Transgender athletes have been blocked from competing in women’s international rugby league matches, including this year’s World Cup, with football and athletics set to impose similar bans.

The International Rugby League (IRL) said it would use the end-of-year event to help develop a “transwomen inclusion policy” for the future which “takes into consideration the unique characteristics of rugby league”.

Note that there are two types of rugby: Rugby League football is a full-contact sport with 13 players on each team. Ruby union has less contact and 15 players on each team. Right now they have different rules about how transgender women can compete with biological women: Rugby union will adhere to the FINA standards, but right now rugby league uses a testosterone titer (see below).  The International Rugby League, which governs the rugby league version of the sport, may well also revert to the FINA standards.

As noted below, the rules about who can compete in women’s leagues is a confusing farrago depending on the sport. Rules often rely on testosterone titer and duration of treatment, and there is no uniform standard. As the athletic advantages of male puberty apply across nearly every sport, I see no reason not to apply a uniform standard across all sports in which males gain an athletic advantage through puberty. Based on current research, the FINA standard seems to me the best present alternative. It can and should, of course, be re-examined as future research comes in. 

Here are the current standards for transgender women’s participation in various sports as given in the Times:

Olympics The IOC encourages international federations to have their own individual policies and has dropped its previous guidelines for testosterone levels to be below 10 nanomoles (nmol) per litre for 12 months.
Swimming
: Players who have gone through male puberty are not allowed to swim in elite female competition.
Athletics
: World Athletics’ policy is under review but its existing rules state that transgender women can compete in female competition if their testosterone levels have been below 5 nmol per litre for 12 months.
Football
: Fifa is conducting a consultation process but senior figures say it is likely that players who have gone through male puberty would not be able to play in elite female competition, or only with greatly reduced testosterone levels. Decisions are made on a case-by-case basis at present.
Cycling
: The UCI last week cut the maximum testosterone level allowed in transgender women riders to 2.5 nmol per litre instead of five, with a two-year transition period instead of 12 months.
Cricket
: The ECB is reviewing its policy for domestic cricket which allows transgender women to take part in elite female competitions subject to approval by the governing body. The ICC’s policy allows trans women to play women’s cricket at international level if their testosterone level has been under 5 nmol per litre for 12 months.
Rugby union
: Transgender women who transitioned post-puberty and have experienced the biological effects of testosterone during puberty and adolescence cannot currently play women’s rugby.
Rugby league
: The international federation is expected to announce a new policy by the end of the year. At the moment it also has the rule of testosterone levels being below 5 nmol per litre for 12 months.
Tennis
: The ITF also follows the rule of testosterone levels being below 5 nmol per litre for 12 months.

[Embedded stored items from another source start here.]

PR #3061, opened 2026-06-09
Warn on non-atomic custom GPU merge over overlap

### LINKED ISSUE #3057: rasterize: custom CUDA merge functions are documented as supported but race on overlap
## Description

`rasterize()` tells users in its docstring that they can pass a `@numba.cuda.jit(device=True)` merge function for the GPU backend, no caveat attached. The GPU path only uses CUDA atomics for the six built-in merges (sum, count, min, max, first, last). A custom merge callable instead falls into the legacy non-atomic read-modify-write closure path in `_apply_merge_gpu`. When geometries overlap, several GPU threads can read-modify-write the same pixel at once, so the value for an overlapping pixel is nondeterministic and need not match the CPU backend.

The internal code already knows this (`_GPU_ATOMIC_MERGES`, and the comments in `_ensure_gpu_kernels`), but nothing in the public `merge` docstring tells the caller.

## Where

- Built-in atomic merges: `xrspatial/rasterize.py`, `_apply_merge_gpu` (the sum/count/min/max/first/last branches)
- Non-atomic path for custom callables: same function, the trailing `else` branch
- Public docstring: the `merge` parameter of `rasterize()`

## Proposed fix

Warn about it in the public docstring: a custom GPU merge function over overlapping geometries is nondeterministic because the per-pixel update is a non-atomic read-modify-write, and a built-in string merge is the safe choice when overlap determinism matters. Also emit a `UserWarning` when a callable `merge` is paired with `use_cuda=True`, so a caller sees it when they run the code, not only if they read the docs.

## Backends affected

cupy and dask+cupy. The CPU backends (numpy, dask+numpy) write each pixel from a single thread and are not affected.

brendancol:
Closes #3057

The GPU backends only use CUDA atomics for the six built-in merges. A custom callable `merge` falls into the non-atomic read-modify-write path in `_apply_merge_gpu`, so overlapping geometries race and the overlap pixels are nondeterministic. The public docstring said nothing about this.

- Added a `.. warning::` to the `merge` docstring explaining that a custom GPU merge is nondeterministic over overlap, and that the built-in string merges stay deterministic because they use atomics.
- Emit a `UserWarning` when a callable `merge` is combined with `use_cuda=True` (covers both `cupy` and `dask+cupy`). The warning fires up front, before the geometry burn and the CuPy check.

No behavior change for existing results; the GPU callable path is unchanged.

## Backends

- numpy / dask+numpy: unaffected (CPU writes each pixel single-threaded; no warning).
- cupy / dask+cupy: warning now fires for callable merges.

## Test plan

- [x] New tests in `test_rasterize_gpu_callable_warn_3057.py`: warning fires for callable + `use_cuda=True` and for the `chunks` (dask+cupy) variant; no warning for a CPU callable merge or for a built-in GPU merge. They record warnings manually so they pass without a GPU.
- [x] Existing `test_rasterize.py` suite still passes (215 passed, 2 skipped).
- [x] flake8 clean on the changed files.

### DIFF
--- a/xrspatial/rasterize.py
+++ b/xrspatial/rasterize.py
@@ -3107,6 +3107,21 @@ def rasterize(
         - *props*: 1D float64 array of property values for the geometry
         - *is_first*: 1 on first write to this pixel, 0 otherwise
 
+        .. warning::
+
+           On the GPU backends (``use_cuda=True``, with or without
+           ``chunks``) a custom callable does not use CUDA atomics.  Its
+           per-pixel update is a non-atomic read-modify-write, so when
+           geometries overlap, several threads may update the same pixel
+           at once and the result for those pixels is nondeterministic --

As far as I know, the American Civil Liberties Union hasn’t yet weighed in on the FINA swimming guidelines, but if you look at their page of assertions about transgender athletes, it’s likely they’ll raise a ruckus.

Here are the four FACTS asserted by the ACLU in large, bold type:

FACT: Including trans athletes will benefit everyone.

FACT: Trans athletes do not have an unfair advantage in sports

FACT: Trans girls are girls.

FACT: Trans people belong on the same teams as other students.

None of these are facts; they are all opinions, and the first and second opinions can in principle be tested.  But I’ll leave the ACLU alone for now. By dying on this hill, they’re only making themselves look bad.